Ne, mein Analysesystem ist ein "ganz normales" Windows auf einem isoliertem physikalischen PC, den ich per Snapshots zurücksetzen kann. Ist auch nichts installiert, was fälschlicherweise als VM erkannt werden können sollte. VT-x ist deaktiviert.

Bei mir auch. Gleich kommt die IT-Sicherheit des Unternehmens und verhaftet mich.

Das Archiv konnte ich laden.
Jedoch beim entpacken kam die Meldung

gruss

Ich habe die Hauptnachricht jetzt mit Warnung versehen,

tut mir mehr als leid das ich die mini datei vorher nicht bei VirusTotal getestet habe, das kommt nicht nochmal vor!!

Der Anhang ist noch unverändert, also inklusive Fehlalarm von Scannern.
Sobald ich den Stub überarbeitet und ausführlicher getestet habe probiere ich es nochmal.

Grüße

Was ist eigentlich das Ziel Deines Feldversuches?
Warum versuchst Du, unter dem Radar von gängigen Antiviren-Programmen zu verschwinden?
Wenn es sich bei Deiner Datei um einen harmlosen Test handelt, verstehe ich hingegen Deine nachträglich hinzugefügte Warnung nicht.
Ich gewinne den Eindruck, dass wir gerade vor einem mehr als halbseidenen Projekt stehen.

@Daniel:
Ziel soll sein, das man mit egal welchen Exe-Packer keine AntiVirus Fehlalarme auslöst. (Malware)
Das nervt mich schon ewig und mit diesem Projekt will ich halt erreichen das Exe-gepackte Dateien nicht mehr automatisch als "Böse" eingestuft werden. Exe-Packer können ja nichts direkt dafür.
Als Nebeneffekt soll natürlich auch ein HexEditing verhindert werden, da Datei ja komprimiert ist.

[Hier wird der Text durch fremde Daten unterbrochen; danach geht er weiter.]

Issue #35, opened 2022-10-07
Multiple/dynamic SSL certificates?


carterbryden:
Hi, I'm considering building a pure elixir reverse proxy library and I'm looking at Bandit as a possible option to be the server at the core of it.

One of the main features would be on-demand SSL certificates for sites dynamically added through an API layer, using an acme protocol client (that I'll need to write).

Looking at the docs, SSL handling for Bandit currently seems to be locked to a single domain and cert. I'm wondering if you'd be open to the idea of allowing dynamic domains and certs that can be updated during runtime. If so, do you have any thoughts about how that should be handled and how best I could contribute to that?

Thanks!

moogle19:
Hi @carterbryden ,

The problem you describe is actually one (or two..) layers deeper, which means in the case of `bandit` in [thousand_island](https://github.com/mtrudel/thousand_island).

`thousand_island` is using the default Erlang/OTP `:ssl`.
`:ssl` allows you to define either a [sni_hosts](https://www.erlang.org/doc/man/ssl.html#type-sni_hosts) keyword list with a static `hostname => server_options` mapping or a [sni_fun](https://www.erlang.org/doc/man/ssl.html#type-sni_fun) which is called on every call containing a [SNI](https://en.wikipedia.org/wiki/Server_Name_Indication), which is probably what you want.

The `server_options` returned by the `sni_fun` are merged into the `server_options` defined in the `listen` function (overriding the cert / key defined there), which means you can set your dynamic `cert` / `certfile` + `key` / `keyfile` there.

You can define your custom `sni_fun` in the `transport_options` of bandit, like this:
```elixir
bandit_options = [
  port: 4000,
  transport_options: [
    sni_fun: &YourCustom.sni/1,
    certfile: "priv/certs/cert.pem",
    keyfile: "priv/certs/key.pem"
  ]
]

children = [
  {Bandit, plug: Some.Plug, scheme: :https, options: bandit_options}
]
```

mtrudel:
@moogle19 exactly! I've never done this as such, but this is exactly why I chose to not be clever about option parsing and instead just expose everything that OTP's `:gen_tcp` and `:ssl` applications provide (see https://github.com/mtrudel/thousand_island/issues/13 for prior discussion). Being able to stand on the shoulders of the OTP giants who implemented `sni_fun` should 'just work' for you here. 

Would love to hear about success stories with this!

mtrudel:
[...]

PR #116, opened 2023-03-26
Adjustable info log for server startup

danschultzer:
I want to be able to silence the info log that Bandit by default prints. The `:log` option is lifted from how it's usually dealt with in Plug and Phoenix.

But I wonder if there should be an info log by default? With `Plug.Cowboy` and `:httpd` there are no info log for server start. This is something that Phoenix adds to the Cowboy2 adapter. If you start the server yourself you would already be aware of the URL/port settings. It makes sense for higher level like Phoenix though.

So I think maybe this info log belongs in `Bandit.PhoenixAdapter` instead. It should maybe also have a pretty print of common errors just like the Cowboy2 adapter. Right now with `:eaddrinuse` it just shows this:

```
     ** (EXIT from #PID<0.13506.0>) shutdown: failed to start child: :listener
         ** (EXIT) :eaddrinuse
```

Phoenix instead pretty prints this (using the info private function):

```
[error] Running MyAppWeb.Endpoint with cowboy 2.9.0 at http failed, port already in use
```

### DIFF
--- a/lib/bandit.ex
+++ b/lib/bandit.ex
@@ -71,7 +71,7 @@ defmodule Bandit do
   * `scheme`: One of `:http` or `:https`. If `:https` is specified, you will need
      to specify `certfile` and `keyfile` in the `transport_options` subsection of `options`.
      Defaults to `:http`
-  * `:log` - Log level to use for Bandit start log event.
+  * `:startup_log` - The log level at which Bandit should log startup info.
     Defaults to `:info` log level, can be set to false to disable it.
   * `options`: Options to pass to `ThousandIsland`. For an exhaustive list of options see the
     `ThousandIsland` documentation, however some common options are:
@@ -216,7 +216,7 @@ defmodule Bandit do
     arg =
       arg
       |> validate_options(
-        ~w(scheme plug display_plug options http_1_options http_2_options websocket_options log)a,
+        ~w(scheme plug display_plug options http_1_options http_2_options websocket_options startup_log)a,
         "top level"
       )
 
@@ -254,7 +254,7 @@ defmodule Bandit do
 
     {plug_mod, _} = plug = plug(arg)
     display_plug = Keyword.get(arg, :display_plug, plug_mod)
-    log = Keyword.get(arg, :log, :info)
+    startup_log = Keyword.get(arg, :startup_log, :info)
 
     handler_options = %{
       plug: plug,
@@ -278,7 +278,7 @@ defmodule Bandit do
     |> ThousandIsland.start_link()
     |> case do
       {:ok, pid} ->
-        log && Logger.log(log, info(scheme, display_plug, pid))
+        startup_log && Logger.log(startup_log, info(scheme, display_plug, pid))
         {:ok, pid}
 
       {:error, _} = error ->
--- a/lib/bandit.ex
+++ b/lib/bandit.ex
@@ -281,6 +281,13 @@ defmodule Bandit do
         startup_log && Logger.log(startup_log, info(scheme, display_plug, pid))
         {:ok, pid}
 
+      {:error, {:shutdown, {:failed_to_start_child, :listener, :eaddrinuse}}} = error ->
+        port = Keyword.get(options, :port, 4000)
+        address = options |> Keyword.get(:transport_options, []) |> Keyword.get(:ip, {127, 0, 0, 1})
+
+        Logger.error([info(scheme, display_plug, %{port: port, address: address}), " failed, port already in use"])
+        error
+
       {:error, _} = error ->
         error
     end
@@ -306,14 +313,18 @@ defmodule Bandit do
     end
   end
 
-  defp info(scheme, plug, pid) do
+  defp info(scheme, plug, pid_or_info) do
     server_vsn = Application.spec(:bandit)[:vsn]
-    "Running #{inspect(plug)} with Bandit #{server_vsn} at #{bound_address(scheme, pid)}"
+    "Running #{inspect(plug)} with Bandit #{server_vsn} at #{bound_address(scheme, pid_or_info)}"
   end
 
-  defp bound_address(scheme, pid) do
-    {:ok, %{address: address, port: port}} = ThousandIsland.listener_info(pid)
+  defp bound_address(scheme, pid) when is_pid(pid) do
+    {:ok, info} = ThousandIsland.listener_info(pid)
 
+    bound_address(scheme, info)
+  end
+
+  defp bound_address(scheme, %{address: address, port: port}) do
     case address do
       {:local, unix_path} ->
         "#{unix_path} (#{scheme}+unix)"
--- a/lib/bandit.ex
+++ b/lib/bandit.ex
@@ -282,10 +282,7 @@ defmodule Bandit do
         {:ok, pid}
 
       {:error, {:shutdown, {:failed_to_start_child, :listener, :eaddrinuse}}} = error ->
-        port = Keyword.get(options, :port, 4000)
-        address = options |> Keyword.get(:transport_options, []) |> Keyword.get(:ip, {127, 0, 0, 1})
-
-        Logger.error([info(scheme, display_plug, %{port: port, address: address}), " failed, port already in use"])
+        Logger.error("Startup failed; address/port already in use")
         error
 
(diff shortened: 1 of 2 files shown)


mtrudel:
(Ugh, I had a whole multiple paragraph bit of response here and Safari ate it. The gist of it was that I feel pretty strongly that it's Bandit's job to be logging things as it does today, and that I don't think that moving the responsibility into the Phoenix Adapter furthers Bandit's fundamental goal of clarity).

That being said, I like this change a lot and am happy to see it land! A couple of things though; 

* I wonder if we should call it `log_startup` to reflect the fact that it only affects startup logs. As it's named now, folks might think it would affect logging everywhere within the app
* I'd be happy to see an extra clause added to the case block around `bandit.ex:289` to handle address in use errors as you suggest!

lib/bandit.ex
```diff
@@ -275,9 +278,16 @@ defmodule Bandit do
     |> ThousandIsland.start_link()
     |> case do
       {:ok, pid} ->
-        Logger.info(info(scheme, display_plug, pid))
+        startup_log && Logger.log(startup_log, info(scheme, display_plug, pid))
         {:ok, pid}
 
+      {:error, {:shutdown, {:failed_to_start_child, :listener, :eaddrinuse}}} = error ->
+        port = Keyword.get(options, :port, 4000)
+        address = options |> Keyword.get(:transport_options, []) |> Keyword.get(:ip, {127, 0, 0, 1})
```
mtrudel, line 286: This is expressing policy that's part of Thousand Island (specifically, default ports & bind addresses). We should really be pulling this out of config somehow - let me tinker with this and see what I can come up with

danschultzer: Yup, didn't find a better way to pull this info, so just guessing here from the opts. The Cowboy2 adapter in Phoenix uses the ranch ref to get info from a local ETS table. I don't know if there's any way to get the info from Bandit once the supervision tree has been terminated? Feel free to continue work on this PR!

lib/bandit.ex
```diff
@@ -71,6 +71,8 @@ defmodule Bandit do
   * `scheme`: One of `:http` or `:https`. If `:https` is specified, you will need
      to specify `certfile` and `keyfile` in the `transport_options` subsection of `options`.
      Defaults to `:http`
+  * `:startup_log` - The log level at which Bandit should log startup info.
```
danschultzer, line 74: I've updated naming to `startup_log`. It seemed better than `log_startup` since it's the log level, not boolean.

danschultzer:
> I don't think that moving the responsibility into the Phoenix Adapter furthers Bandit's fundamental goal of clarity

Yeah, as long as it's possible to silence the info log then it's all good. But I want to expand a little on my thoughts here.

When I manually start Bandit I'm aware of the status and opts since it's all right there. I don't think I need a log entry to know that the server has started or what the address/port is, it's already given?

However, the info log becomes very necessary when there's any abstraction, i.e. like it being part of the Phoenix supervision tree. In that case I wouldn't necesarily know anything about the Bandit server or how to access it.

Here's an example from the [Plug readme](https://hexdocs.pm/plug/1.14.2/readme.html#hello-world-request-response) with the `Plug.Cowboy` server:

```elixir
require Logger
webserver = {Plug.Cowboy, plug: Router, scheme: :http, port: 4000}
{:ok, _} = Supervisor.start_link([webserver], strategy: :one_for_one)
Logger.info("Plug now running on localhost:4000")
```

If we imagine that `Plug.Cowboy` was spitting out the info log in the child process inside the supervisor supervision tree, would that really make sense rather than handled outside the supervision tree? You could imagine there's a bunch of children there that all must start/warm up together before printing a success message.

Obviously not a big deal, you can just deal with this by reordering the supervision tree so all the required children will fail before it gets to Bandit. Another counter point is that default/implicit port and address makes it more necessary to info log it at low level.

Again it's all good with ability to silence the info log, just some thoughts on why it should be there in the first place 😄

lib/bandit.ex
mtrudel: > Again it's all good with ability to silence the info log, just some thoughts on why it should be there in the first place

Yep, totally agree - I think the config point we're adding here handles this well. I really *do* like having the logging by default for all Bandit installs; I personally use it all the time just to double check myself.

mtrudel:
> Again it's all good with ability to silence the info log, just some thoughts on why it should be there in the first place

Yep, totally agree - I think the config point we're adding here handles this well. I really *do* like having the logging by default for all Bandit installs; I personally use it all the time just to double check myself.

mtrudel:
Ended up significantly simplifying the error message in this case. I've been [on the record](https://github.com/mtrudel/thousand_island/issues/13#issuecomment-1032940131) before (also [here](https://github.com/mtrudel/bandit/issues/35#issuecomment-1271674797) about the tradeoffs in in (not) wrapping the underlying libraries' error responses and overall concepts, and this is another one where I think that 'not trying to be too clever' is the right thing to do. 

There are just too many corner cases with trying to divine what exact address / port the user is binding to for me to feel comfortable with us trying to tell the user anything too specific. Even within Thousand Island, we don't necessarily know the bind address / port that would end up being used (for example, if the user specifies port 0, it's up the the OS to find a port for us. The default bind address may change between TCP and SSL, and so on). Rather than getting on a treadmill of trying to cover off all the possible cases, I think it's best to be transparent and unobtrusive with the underlying error. 

WDYT?

danschultzer:
Yeah that makes sense. LGTM! 🚢 

Only alternative I see here would be to ensure the port/address is available in the caller process somehow (like how ranch does it with ETS), but would be way overkill and a rabbit hole to just have the ability to print address/port in the error message.

mtrudel:
> Only thing I could think of here would be to ensure the port/address is available in the caller process somehow (like how ranch does it with ETS), but would be way overkill and a rabbit hole to just have the ability to print address/port in the error message. And you will end up in the same situation of trying to deal with edge cases.

That's the thing though - the eaddrinuse error comes from [here](https://github.com/mtrudel/thousand_island/blob/main/lib/thousand_island/listener.ex#L30), and in that case, we simply don't know what the actual resolved bind address/port was that failed (we do know what we passed into the transport module as options, but it's entirely possible that the transport module overrode those / set defaults that aren't really spelled out in authoritative detail anywhere in the Erlang docs). You can really only know the bind info after a successful bind; it's fundamentally a chicken and egg scenario. 

Reviewing ranch's code for this [here](https://github.com/ninenines/ranch/blob/25074597ef7c8cbf36319a3170fd3e787516dc12/src/ranch_acceptors_sup.erl#L68) and elsewhere further down in that file, it's not clear to be that ranch is ever in a situation to meaningfully provide bind data for a ref corresponding to a server that failed to start (it reads as if it [exits gracelessly](https://github.com/ninenines/ranch/blob/25074597ef7c8cbf36319a3170fd3e787516dc12/src/ranch_acceptors_sup.erl#L96) and indeed this is what seems to happen if you try and start two out of the box phoenix apps on the same port. 

I wonder if perhaps the error lines in CowboyAdapter never actually match? I can't seem to get them to.....

danschultzer:
You are right. Didn't realize that the address and port is never shown (I even have this as an example in the issue). It just catches the arg error and [returns the scheme](https://github.com/phoenixframework/phoenix/blob/b299b8639d1c730ae2734275bcd78d5bc963d8ce/lib/phoenix/endpoint/cowboy2_adapter.ex#L124-L134):

```elixir
  defp bound_address(scheme, ref) do
    case :ranch.get_addr(ref) do
      {:local, unix_path} ->
        "#{unix_path} (#{scheme}+unix)"

      {addr, port} ->
        "#{:inet.ntoa(addr)}:#{port} (#{scheme})"
    end
  rescue
    _ -> scheme
  end
```

So nevermind, pretty sure it'll never show up if the address/port is not used, and is only ever used for when it succeeds.

danschultzer:
Pushed a small change so it conforms the message by handling nil pid instead. I should have looked at it more carefully, it should probably be updated in Cowboy2. Maybe there's a possibility that the address/port fails to fetch even when it's running and that's why it's handled in such an odd way.

danschultzer:
@mtrudel just amended change to fix linter error.

mtrudel:
Thanks for the PR!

Oder gibt es bereits Lösungen für solch eine Situation?
Ich meine damit nicht das man auf einen bestimmten Exe-Packer (UPX z.Bsp) ausweichen muss da der von AntiViren programme ja meist nativ unterstützt wird. Es sollte eine universelle Lösung sein.

Deshalb Stub so designed das seine Entropy nicht extrem hoch ausfällt und die per Resource eingebundene PE-Datei hat meist eine Entropy nahe 8 (maximum)

Grüße

edit: ich will damit keinen ExePacker sind doof weil xyz sturm auslösen, ich will eine lösung schaffen für leute die ExePacker einsetzen wollen.

Schick doch das Programm einfach bei denen ein und lass es Whitelisten.
Ein weitere Reduzierung der Probleme bekommst du mit einer Code Signatur hin.

Du denkst falsch rum. Falls du es schaffen solltest unter dem Radar von Antivirenprogrammen hindurchzufliegen werden Malware-Programmierer sich deine Methode abschauen und schon ist dein exe-Packer wieder auf der bösen Liste.
Ist ja nicht so als würde sich Malware-Programmierer freiwillig brav die Methoden aussuchen die von Antivirenprogrammen erkannt werden.